Critical Components for Spontaneous Activity and Rhythm Generation in Spinal Cord Circuits in Culture

Neuronal excitability contributes to rhythm generation in central pattern generating networks (CPGs). In spinal cord CPGs, such intrinsic excitability partly relies on persistent sodium currents (I(NaP)), whereas respiratory CPGs additionally depend on calcium-activated cation currents (I(CAN)). Here, we investigated the contributions of I(NaP) and I(CAN) to spontaneous rhythm generation in neuronal networks of the spinal cord and whether they mainly involve Hb9 neurons. We used cultures of ventral and transverse slices from the E13–14 embryonic rodent lumbar spinal cord on multielectrode arrays (MEAs). All cultures showed spontaneous bursts of network activity. Blocking synaptic excitation with the AMPA receptor antagonist CNQX suppressed spontaneous network bursts and left asynchronous intrinsic activity at about 30% of the electrodes. Such intrinsic activity was completely blocked at all electrodes by both the I(NaP) blocker riluzole as well as by the I(CAN) blocker flufenamic acid (FFA) and the more specific TRPM4 channel antagonist 9-phenanthrol.

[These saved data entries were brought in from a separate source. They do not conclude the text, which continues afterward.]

PR #765, opened 2019-10-15
Explicitly catch and gracefully handle errors

andyhd:
*Depends on #764*

* Add logging and error handling for Github repo listing
* Prevent creating App with already registered Github repo
* Improve create app form validation and errors
* Validate app customer email addresses
* Handle Auth0 errors adding and removing customers
* Set default choice on create app form

### DIFF
--- a/controlpanel/api/cluster.py
+++ b/controlpanel/api/cluster.py
@@ -82,10 +82,10 @@ class App:
     def iam_role_name(self):
         return f"{settings.ENV}_app_{self.app.slug}"
 
-    def create_iam_role(self):
+    def create(self):
         aws.create_app_role(self.iam_role_name)
 
-    def delete_iam_role(self):
+    def delete(self):
         aws.delete_role(self.iam_role_name)
 
     def grant_bucket_access(self, bucket_arn, access_level):
@@ -176,8 +176,12 @@ def get_repositories(user):
     repos = []
     github = Github(user.github_api_token)
     for name in settings.GITHUB_ORGS:
-        org = github.get_organization(name)
-        repos.extend(org.get_repos())
+        try:
+            org = github.get_organization(name)
+            repos.extend(org.get_repos())
+        except GithubException as err:
+            log.warning(f'Failed getting {name} Github org repos for {user}: {err}')
+            raise err
     return repos
 
 
@@ -186,6 +190,7 @@ def get_repository(user, repo_name):
     try:
         return github.get_repo(repo_name)
     except GithubException.UnknownObjectException:
+        log.warning(f'Failed getting {repo_name} Github repo for {user}: {err}')
         return None
 
 
--- a/controlpanel/api/cluster.py
+++ b/controlpanel/api/cluster.py
@@ -82,10 +82,10 @@ class App:
     def iam_role_name(self):
         return f"{settings.ENV}_app_{self.app.slug}"
 
-    def create(self):
+    def create_iam_role(self):
         aws.create_app_role(self.iam_role_name)
 
-    def delete(self):
+    def delete_iam_role(self):
         aws.delete_role(self.iam_role_name)
 
     def grant_bucket_access(self, bucket_arn, access_level):
--- a/controlpanel/api/models/app.py
+++ b/controlpanel/api/models/app.py
@@ -51,16 +51,23 @@ class App(TimeStampedModel):
     def add_customers(self, emails):
         emails = list(filter(None, emails))
         if emails:
-            auth0.AuthorizationAPI().add_group_members(
-                group_name=self.slug,
-                emails=emails,
-                user_options={"connection": "email"},
-            )
+            try:
+                auth0.AuthorizationAPI().add_group_members(
+                    group_name=self.slug,
+                    emails=emails,
+                    user_options={"connection": "email"},
+                )
+            except auth0.Auth0Error as e:
+                raise AddCustomerError(e)
 
     def delete_customers(self, user_ids):
-        auth0.AuthorizationAPI().delete_group_members(
-            group_name=self.slug, user_ids=user_ids
-        )
+        try:
+            auth0.AuthorizationAPI().delete_group_members(
+                group_name=self.slug,
+                user_ids=user_ids,
+            )
+        except auth0.Auth0Error as e:
+            raise DeleteCustomerError(e)
 
     @property
     def status(self):
@@ -72,10 +79,22 @@ class App(TimeStampedModel):
         super().save(*args, **kwargs)
 
         if is_create:
-            cluster.App(self).create_iam_role()
+            cluster.App(self).create()
 
         return self
 
     def delete(self, *args, **kwargs):
-        cluster.App(self).delete_iam_role()
+        cluster.App(self).delete()
         super().delete(*args, **kwargs)
+
+
+class AddCustomerError(Exception):
+    pass
+
+
+class DeleteCustomerError(Exception):
+    pass
+
+
+App.AddCustomerError = AddCustomerError
+App.DeleteCustomerError = DeleteCustomerError
--- a/controlpanel/api/models/app.py
+++ b/controlpanel/api/models/app.py
@@ -58,7 +58,7 @@ class App(TimeStampedModel):
                     user_options={"connection": "email"},
                 )
             except auth0.Auth0Error as e:
-                raise AddCustomerError(e)
+                raise AddCustomerError from e
 
     def delete_customers(self, user_ids):
         try:
@@ -67,7 +67,7 @@ class App(TimeStampedModel):
                 user_ids=user_ids,
             )
         except auth0.Auth0Error as e:
-            raise DeleteCustomerError(e)
+            raise DeleteCustomerError from e
 
     @property
     def status(self):
@@ -79,12 +79,12 @@ class App(TimeStampedModel):
         super().save(*args, **kwargs)
 
         if is_create:
-            cluster.App(self).create()
+            cluster.App(self).create_iam_role()
 
         return self
 
     def delete(self, *args, **kwargs):
-        cluster.App(self).delete()
+        cluster.App(self).delete_iam_role()
         super().delete(*args, **kwargs)
 
 
--- a/controlpanel/api/validators.py
+++ b/controlpanel/api/validators.py
@@ -5,12 +5,15 @@ from django.core.validators import RegexValidator
 
 def validate_env_prefix(value):
     """Validate the name has env-prefix, check current set ENV value"""
-    if not value.startswith("{}-".format(settings.ENV)):
+    if not value.startswith(f"{settings.ENV}-"):
         raise ValidationError("Name must have correct env prefix e.g. {}-bucketname".format(settings.ENV))
 
 
 # An S3 bucket name needs to be min 3 chars, max 63 chars long.
-validate_s3_bucket_length = RegexValidator(regex='^.{3,63}$', message="must be between 3 and 63 characters")
+validate_s3_bucket_length = RegexValidator(
+    regex='^.{3,63}$',
+    message="must be between 3 and 63 characters",
+)
 
 # See: AWS' Bucket Restrictions and Limitations
 # http://docs.aws.amazon.com/en_gb/AmazonS3/latest/dev/BucketRestrictions.html
@@ -21,6 +24,23 @@ validate_s3_bucket_length = RegexValidator(regex='^.{3,63}$', message="must be b
 #
 # An S3 bucket name starts with a label, it can have more than one label
 # separated by a dot.
-validate_s3_bucket_labels = RegexValidator(regex='^([a-z][a-z0-9-]*[a-z0-9])(.[a-z][a-z0-9-]*[a-z0-9])*$',
-                                           message="is invalid, check AWS S3 bucket names restrictions (for example, "
-                                            "can only contains letters, digits, dots and hyphens)")
+validate_s3_bucket_labels = RegexValidator(
+    regex='^([a-z][a-z0-9-]*[a-z0-9])(.[a-z][a-z0-9-]*[a-z0-9])*$',
+    message="is invalid, check AWS S3 bucket names restrictions (for example, ""can only contains letters, digits, dots and hyphens)",
+)
+
+
+def validate_github_repository_url(value):
+    github_base_url = "https://github.com/"
+
+    if not value.startswith(github_base_url):
+        raise ValidationError("Must be a Github hosted repository")
+
+    repo_name = value[len(github_base_url):]
+    org, _ = repo_name.split("/", 1)
+
+    if org not in settings.GITHUB_ORGS:
+        orgs = ", ".join(settings.GITHUB_ORGS)
+        raise ValidationError(
+            f"Unknown Github organization, must be one of {orgs}",
+        )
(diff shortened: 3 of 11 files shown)


controlpanel/frontend/forms.py
```diff
@@ -176,20 +193,64 @@ def __init__(self, *args, **kwargs):
...
+        if self.strip:
+            emails = [email.strip() for email in emails]
+        return emails
+
+    def clean(self, value):
+        value = self.to_python(value)
+        for email in value:
+            try:
+                validate_email(email)
+            except ValidationError:
```
r4vi: what's wrong with the message `validate_email` gives? I don't think you need to change it

controlpanel/api/models/app.py
```diff
@@ -72,10 +79,22 @@ def save(self, *args, **kwargs):
...
+
+class AddCustomerError(Exception):
+    pass
+
+
+class DeleteCustomerError(Exception):
+    pass
+
+
+App.AddCustomerError = AddCustomerError
```
r4vi: why? just to make it more djangothonic?

controlpanel/frontend/views/app.py
```diff
@@ -232,16 +245,28 @@ def post(self, request, *args, **kwargs):
...
+        return HttpResponseRedirect(
+            reverse_lazy("manage-app", kwargs={"pk": self.kwargs['pk']}),
+        )
+
+    def form_valid(self, form):
+        self.get_object().add_customers(form.cleaned_data['customer_email'])
+        return HttpResponseRedirect(self.get_success_url())
+
+    def get_form_kwargs(self):
+        kwargs = FormMixin.get_form_kwargs(self)
```
r4vi: are you doing FormMixin.get_form_kwargs because `self.get_form_kwargs` comes from ModelFormMixin?

controlpanel/frontend/forms.py
andyhd: `validate_email` just says `Enter a valid email address.` - but the user may have entered a long list of email addresses, and it's helpful to know (the first one) which is invalid.

controlpanel/api/models/app.py
andyhd: saves importing a list of names 🤷‍♂ i'm not wed to it, if you think it should go

r4vi: it's fine, no need to change

controlpanel/api/cluster.py
```diff
@@ -82,10 +82,10 @@ def __init__(self, app):
     def iam_role_name(self):
         return f"{settings.ENV}_app_{self.app.slug}"
 
-    def create_iam_role(self):
+    def create(self):
```
xoen: ❌ Could we please keep the old names for these two methods? `create()` is very vague and without reading the method body I can't tell what's supposed to happen. (is `App.create()` creating an app as in deploying an app helm chart or is it creating an app pipeline or is it creating an app IAM role or an app or an app group in Auth0 or something else? `create()` is too ambiguous, require thinking and ultimately will lead to confusion and bugs IMHO)

I'd keep `create_iam_role()`/`delete_iam_role()` as it's 100% explicit about the method responsibility and what's going to happen.

controlpanel/api/cluster.py
```diff
@@ -176,8 +176,12 @@ def get_repositories(user):
...
     github = Github(user.github_api_token)
     for name in settings.GITHUB_ORGS:
-        org = github.get_organization(name)
-        repos.extend(org.get_repos())
+        try:
+            org = github.get_organization(name)
+            repos.extend(org.get_repos())
+        except GithubException as err:
+            log.warning(f'Failed getting {name} Github org repos for {user}: {err}')
+            raise err
```
xoen: So we're happy with not wrapping this GH exception into another exception in this case 👍

controlpanel/api/models/app.py
```diff
@@ -51,16 +51,23 @@ def customers(self):
...
-                user_options={"connection": "email"},
-            )
+            try:
+                auth0.AuthorizationAPI().add_group_members(
+                    group_name=self.slug,
+                    emails=emails,
+                    user_options={"connection": "email"},
+                )
+            except auth0.Auth0Error as e:
+                raise AddCustomerError(e)
```
xoen: we could use `raise AddCustomerError  from e` which enrich the exception with the cause of the exception (as discussed yesterday)

controlpanel/api/models/app.py
```diff
@@ -51,16 +51,23 @@ def customers(self):
...
-        auth0.AuthorizationAPI().delete_group_members(
-            group_name=self.slug, user_ids=user_ids
-        )
+        try:
+            auth0.AuthorizationAPI().delete_group_members(
+                group_name=self.slug,
+                user_ids=user_ids,
+            )
+        except auth0.Auth0Error as e:
+            raise DeleteCustomerError(e)
```
xoen: same here, we could use `raise DeleteCustomerError  from e` so that the exception keeps track of the cause of the error.

controlpanel/api/models/app.py
```diff
@@ -72,10 +79,22 @@ def save(self, *args, **kwargs):
         super().save(*args, **kwargs)
 
         if is_create:
-            cluster.App(self).create_iam_role()
+            cluster.App(self).create()
```
xoen: See comment above about keeping old method names.

controlpanel/api/models/app.py
```diff
@@ -72,10 +79,22 @@ def save(self, *args, **kwargs):
...
 
         return self
 
     def delete(self, *args, **kwargs):
-        cluster.App(self).delete_iam_role()
+        cluster.App(self).delete()
```
xoen: See comment above about keeping old method names.

controlpanel/api/models/app.py
```diff
@@ -51,16 +51,23 @@ def customers(self):
     def add_customers(self, emails):
```
xoen: Wouldn't you say that these belongs in `cluster.App` rather than in the model as they change state outside the CP itself.

controlpanel/api/models/app.py
```diff
@@ -51,16 +51,23 @@ def customers(self):
...
+            try:
+                auth0.AuthorizationAPI().add_group_members(
+                    group_name=self.slug,
+                    emails=emails,
+                    user_options={"connection": "email"},
+                )
+            except auth0.Auth0Error as e:
+                raise AddCustomerError(e)
 
     def delete_customers(self, user_ids):
```
xoen: Again, it feels this `delete_customers()` method belongs in `cluster.App` rather than in the model.

xoen: When I say "feels" I mean it seems logical to as it interacts with the cluster rather than with the DB.

controlpanel/api/validators.py
```diff
@@ -5,12 +5,15 @@
 
 def validate_env_prefix(value):
     """Validate the name has env-prefix, check current set ENV value"""
-    if not value.startswith("{}-".format(settings.ENV)):
+    if not value.startswith(f"{settings.ENV}-"):
```
xoen: better 👍

controlpanel/frontend/forms.py
```diff
@@ -1,17 +1,22 @@
...
 from controlpanel.api import validators
 from controlpanel.api.cluster import get_repository
-from controlpanel.api.models import S3Bucket
+from controlpanel.api.models import App, S3Bucket
 from controlpanel.api.models.access_to_s3bucket import S3BUCKET_PATH_REGEX
 from controlpanel.api.models.iam_managed_policy import POLICY_NAME_REGEX
 from controlpanel.api.models.parameter import APP_TYPE_CHOICES
 
 
+APP_CUSTOMERS_DELIMITERS = re.compile(r'[,; ]+')
```
xoen: So this is to strip `[`, `,`, `;`, ` `, and `]` chars right? Have you seen anyone pasting angle brackets (`<`,`>`)? Maybe Auth0 is angle-brackets-friendly 🤷‍♂ ?

controlpanel/frontend/forms.py
```diff
@@ -49,53 +64,53 @@ def __init__(self, *args, **kwargs):
 
     def clean(self):
         cleaned_data = super().clean()
-
-        if cleaned_data['connect_bucket'] == "new" and not cleaned_data.get('new_datasource_name'):
-            self.add_error('new_datasource_name', "This field is required.")
-
-        if cleaned_data['connect_bucket'] == "existing" and not cleaned_data.get('existing_datasource_id'):
+        connect = cleaned_data['connect_bucket']
```
xoen: Makes sense.

controlpanel/frontend/forms.py
```diff
@@ -49,53 +64,53 @@ def __init__(self, *args, **kwargs):
...
+        repo_name = value.replace("https://github.com/", "", 1)
         repo = get_repository(self.request.user, repo_name)
         if repo is None:
             raise ValidationError(
                 f"Github repository not found - it may be private",
             )
 
-        return value
+        try:
+            app = App.objects.get(repo_url=value)
```
xoen: You could use something like `if App.objects.filter(repo_url=value).exists()` instead of `get()` and remove the "record doesn't exist" exception handling.

```python
if App.objects.filter(repo_url=value).exists():
    raise ValidationError(f"App already exists for this repository URL")
```

See: [Django's `exists()`](https://docs.djangoproject.com/en/2.2/ref/models/querysets/#exists)

controlpanel/frontend/forms.py
```diff
@@ -176,20 +193,64 @@ def __init__(self, *args, **kwargs):
 
 class CreateParameterForm(forms.Form):
     key = forms.CharField(
-        validators=[RegexValidator(r'[a-zA-Z0-9_]{1,50}')]
+        max_length=50,
+        validators=[
+            RegexValidator(
+                r'[a-zA-Z0-9_]{1,50}',
+                message="Must contain only alphanumeric characters and underscores",
```
xoen: Nice ☺️ - I'd also mention the character limit to avoid any confusion (as in someone entering a 51 chars parameter which looks valid but it's not because of its length)

controlpanel/frontend/forms.py
```diff
@@ -176,20 +193,64 @@ def __init__(self, *args, **kwargs):
...
+            ),
+        ],
     )
     role_name = forms.CharField(
-        validators=[RegexValidator(r'[a-zA-Z0-9_-]{1,60}')]
+        max_length=60,
+        validators=[
+            RegexValidator(
+                r'[a-zA-Z0-9_-]{1,60}',
+                message="Must contain only alphanumeric characters, underscores and hyphens",
```
xoen: As said for the other validator, this is nicer. I'd mentioned the character limit as well here.

controlpanel/frontend/views/app.py
andyhd: Yes, because AddAppCustomersForm is not a subclass of ModelForm and making it one would be more complex.

controlpanel/api/cluster.py
andyhd: This method is going to have more things in it than just creating the role - but ok, I'll change the name when I add that extra functionality.

controlpanel/api/cluster.py
andyhd: There's nothing we can do to handle this exception, so wrapping it is pointless.

controlpanel/api/models/app.py
andyhd: Sure, but that wasn't in the scope of this PR

andyhd: I realize I often do things that are outside the scope of a single PR 😅

controlpanel/api/models/app.py
andyhd: I can't refactor everything at once! (or so I'm told)

controlpanel/frontend/forms.py
andyhd: I haven't seen it, but I agree that is quite a likely mistake to make. Those angle backets would not be delimiters, though, so a different regex would be needed to sanitize the inputs. I'm not sure how far we should go to be lenient in what we accept from user input. I think in this case, you are right and we can sanitize emails in the form `Firstname Lastname <username@domain>`.

controlpanel/frontend/forms.py
andyhd: True. Although it is supposedly more Pythonic to catch exceptions. In this case, I think you are correct - I'm not using the value of `app` after the exception is caught or not, so `.exists()` expresses intent more precisely.

controlpanel/frontend/views/app.py
```diff
@@ -250,8 +275,12 @@ class RemoveCustomer(UpdateApp):
     def perform_update(self, **kwargs):
         app = self.get_object()
         user_ids = self.request.POST.getlist('customer')
-        app.delete_customers(user_ids)
-        messages.success(self.request, f"Successfully removed customer{pluralize(user_ids)}")
+        try:
+            app.delete_customers(user_ids)
+        except App.DeleteCustomerError:
+            messages.error(self.request, f"Failed removing customer{pluralize(user_ids)}")
```
xoen: we probably want the nerdy details in Sentry or at least in the logs ☺️ (as long as we're confident the exception doesn't contain sensitive information)

controlpanel/frontend/views/app.py
```diff
@@ -250,8 +275,12 @@ class RemoveCustomer(UpdateApp):
     def perform_update(self, **kwargs):
         app = self.get_object()
         user_ids = self.request.POST.getlist('customer')
-        app.delete_customers(user_ids)
-        messages.success(self.request, f"Successfully removed customer{pluralize(user_ids)}")
+        try:
+            app.delete_customers(user_ids)
+        except App.DeleteCustomerError:
```
xoen: I like those ☺️

controlpanel/api/models/app.py
xoen: ahaha good point, it was one of my usual "thinking aloud" comments as it was on code you didn't touch 😆

controlpanel/api/models/app.py
xoen: yeah sorry, it was just an observation more than an incitation to move even more things around, my bad 😁

controlpanel/frontend/forms.py
xoen: Agreed, probably out of scope and if it's a problem we could look at that separately (or maybe even add something in the client code to explain the input is invalid/prevent the submit ... in the future)

tests/frontend/views/test_app.py
```diff
@@ -222,3 +225,64 @@ def test_list(client, app, users, view, user, expected_count):
...
+        'invalid-email',
+        'mixed-valid-invalid-emails',
+        'no-emails',
+    ],
+)
+def test_add_customers(client, app, users, emails, expected_response):
+    client.force_login(users['superuser'])
+    data = {'customer_email': emails}
+    response = client.post(reverse('add-app-customers', kwargs={'pk': app.id}), data)
+    assert expected_response(client, response)
```
xoen: clever 👍

controlpanel/frontend/views/app.py
andyhd: sentry strips sensitive information

xoen:
@andyhd couldn't this be merged/released? Does it really depends on #764?

andyhd:
You're right, it doesn't. 👍

andyhd:
No, it does depend on it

All three antagonists also suppressed spontaneous bursting completely and strongly reduced stimulus-evoked bursts. Also, FFA reduced repetitive spiking that was induced in single neurons by injection of depolarizing current pulses to few spikes. Other antagonists of unspecific cation currents or calcium currents had no suppressing effects on either intrinsic activity (gadolinium chloride) or spontaneous bursting (the TRPC channel antagonists clemizole and ML204 and the T channel antagonist TTA-P2). Combined patch-clamp and MEA recordings showed that Hb9 interneurons were activated by network bursts but could not initiate them. Together these findings suggest that both I(NaP) through Na(+)-channels and I(CAN) through putative TRPM4 channels contribute to spontaneous intrinsic and repetitive spiking in spinal cord neurons and thereby to the generation of network bursts.